WGBH-MLA · Feb 22, 2024 · 4598d2b · 4598d2b
1 parent 6f592b6
commit 4598d2b
Show file tree

Hide file tree

Showing 2 changed files with 44 additions and 2 deletions.
diff --git a/mario/pipelines/pipeline.py b/mario/pipelines/pipeline.py
@@ -74,8 +74,8 @@ def run_pipeline(self):
     def end(self):
         """Upload the results to S3 and Chowda, cleanup files"""
         self.s3_path = f'{self.guid}/{self.batch_id}/{self.guid}.mmif'
-        self.update_database(self.s3_path)
         self.upload_mmif(self.s3_path)
+        self.update_database(self.s3_path)
         self.cleanup()
         print(f'Successfully processed {self.guid}')
 

diff --git a/mario/pipelines/utils.py b/mario/pipelines/utils.py
@@ -46,6 +46,22 @@ def get_asset_id(self) -> None:
             self.type = asset.type.value.lower()
             self.filename = join('/m', self.asset_name)
 
+    def get_mmif_from_database(self):
+        from chowda.db import engine
+        from chowda.models import MediaFile
+        from sqlmodel import Session, select
+
+        with Session(engine) as db:
+            media_file = db.exec(
+                select(MediaFile).where(MediaFile.guid == self.guid)
+            ).one()
+            # TODO Ensure this gets the most recent mmif
+            location = media_file.mmifs[-1].mmif_location
+        # get the mmif from the S3 bucket
+        if not location:
+            raise ValueError(f'No mmif found for {self.guid}')

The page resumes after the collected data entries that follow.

PR #1380, opened 2023-12-20
Shaiah edit ns

ShaiahWren:
Edit namespace detail page. 
See https://issues.redhat.com/browse/AAH-3026

Screenshot 2023-12-21 at 1 23 48 PM

### DIFF
--- a/frontend/hub/namespaces/HubNamespaceForm.tsx
+++ b/frontend/hub/namespaces/HubNamespaceForm.tsx
@@ -10,7 +10,7 @@ import {
   usePageNavigate,
 } from '../../../framework';
 import { useGet } from '../../common/crud/useGet';
-import { usePatchRequest } from '../../common/crud/usePatchRequest';
+import { usePutRequest } from '../../common/crud/usePutRequest';
 import { usePostRequest } from '../../common/crud/usePostRequest';
 import { HubRoute } from '../HubRoutes';
 import { hubAPI } from '../api/formatPath';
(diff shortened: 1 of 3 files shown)


vishsanghishetty:
@ShaiahWren looks like the translation for breadcrumbs and Namespace field (label and the placeholder) are missing

nixocio (approved):
Good job @ShaiahWren, Is there a related ticket? Please, add a reference here.

ShaiahWren:
Hi! @vishsanghishetty just wanted to clarify your comment about the translation. I left that actual name of the namespace without a translation because I didn't think it was dependent on the language in use, but if it it, I will add it.

vishsanghishetty:
> Hi! @vishsanghishetty just wanted to clarify your comment about the translation. I left that actual name of the namespace without a translation because I didn't think it was dependent on the language in use, but if it it, I will add it.

thanks for clarifying, @ShaiahWren

frontend/hub/namespaces/HubNamespaceForm.tsx
```diff
@@ -59,10 +59,10 @@ export function EditHubNamespace() {
...
     error,
     refresh,
-  } = useGet<HubNamespace>(hubAPI`/_ui/v1/namespaces/${name ?? ''}/`);
-  const patchRequest = usePatchRequest<HubNamespace, HubNamespace>();
+  } = useGet<HubNamespace>(hubAPI`/_ui/v1/my-namespaces/${name ?? ''}/`);
+  const putRequest = usePutRequest<HubNamespace, HubNamespace>();
   const onSubmit: PageFormSubmitHandler<HubNamespace> = async (namespace) => {
-    await patchRequest(hubAPI`/_ui/v1/namespaces/`, namespace);
+    await putRequest(hubAPI`/_ui/v1/my-namespaces/${name ?? ''}/`, namespace);
     navigate(-1);
```
ShaiahWren, line 66: @jamestalton @vishsanghishetty could you take a look at this use of `navigate(-1)` on the ns edit form? If you _edit namespace_ in the ui, you can see that navigate only takes you back to the previous page and does not trigger a reload, which we need for the fields to be updated. Do you know of anything we can replace this with that will trigger reload? Thank you~

jamestalton (approved):

ShaiahWren:
Following up on the navigate(-1) issue in the next pr.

+        return self.download_mmif_from_s3(location)
+
     def create_new_mmif(self) -> dict:
         from requests import post
 
@@ -121,7 +137,7 @@ def upload_mmif(self, s3_path: str) -> None:
 
         from boto3 import client
 
-        mmif_filename = join('/m', self.guid + '.mmif')
+        mmif_filename = join(self.guid + '.mmif')
 
         with open(mmif_filename, 'w') as f:
             f.write(dumps(self.output_mmif))

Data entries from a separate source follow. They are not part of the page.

PR #1390, opened 2024-01-02
Update username HubMastHead to use optional chain

nixocio:
Update username HubMastHead to use optional chain


ShaiahWren (approved):
Works for me.

PR #1397, opened 2024-01-03
hub/api: deduplicate; fix HUB_API_PREFIX example in README

himdel:
`getBaseAPIPath`: never imported, inline
`getAPIHost`: never imported, inline
`getRepoURL`: duplicate between formatPath & utils, only one has the right trailing slashes to deal with no trailing slash on `HUB_API_PREFIX`, but only the other one respects `HUB_SERVER`, fix, merge
`apiTag`: duplicate between formatPath & utils, remove from utils

README: update HUB_API_PREFIX example to match the use - remove trailing slash


ShaiahWren (approved):
LGTM

PR #1408, opened 2024-01-04
Hub - merge useHubView & usePulpView

himdel:
`useHubView` & `usePulpView` were *mostly* the same, differing in name, types, default `sortKey`, `sortKey` only being implemented in `useHubView`, and reading count, items & next from different places in the response.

@@ -136,6 +152,32 @@ def upload_mmif(self, s3_path: str) -> None:
             s3_path,
         )
         print('Uploaded mmif!')
+        return s3_path
+
+    def download_mmif_from_s3(self, s3_path: str):
+        from json import loads
+        from os import remove
+        from os.path import join
+
+        from boto3 import client
+
+        bucket = self.bucket if self.bucket != 'null' else 'clams-mmif'
+        mmif_filename = join(self.guid + '.mmif')
+
+        print(f'Downloading {s3_path} to {mmif_filename}')

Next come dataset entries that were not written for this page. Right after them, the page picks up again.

PR #1430, opened 2024-01-09
Webpack: Fix hosting of static assets based on ROUTE_PREFIX.

jamestalton:
This fixes the case where the EDA_ROUTE_PREFIX was being set to '/eda' but static assets were deployed from '/'.
The default routes are all now '/' but they can still be overridden if needed.

Example for AWX hosting the UI
```
PUBLIC_PATH=/static/awx/ AWX_ROUTE_PREFIX='/ui_next' npm run build:awx
```
That is because AWX is setup to serve the files from '/static/awx/' but wants the route of the UI to be on 'ui_next'

### DIFF
--- a/webpack/webpack.awx.cjs
+++ b/webpack/webpack.awx.cjs
@@ -4,8 +4,12 @@ const { AWX_SERVER } = env;
 const proxyUrl = new URL(AWX_SERVER);
 module.exports = function (env, argv) {
   const config = webpackConfig(env, argv);
-
   config.entry = './frontend/awx/Awx.tsx';
+
+  // publicPath is the path where the bundle is served from
+  // https://webpack.js.org/guides/public-path/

+        s3_client = client('s3')
+        s3_client.download_file(
+            bucket,
+            s3_path,
+            mmif_filename,
+        )
+
+        with open(mmif_filename) as file:
+            file_contents = file.read()
+
+        remove(mmif_filename)
+
+        return loads(file_contents)
 
     def cleanup(self) -> None:
         """delete media file and transcripts"""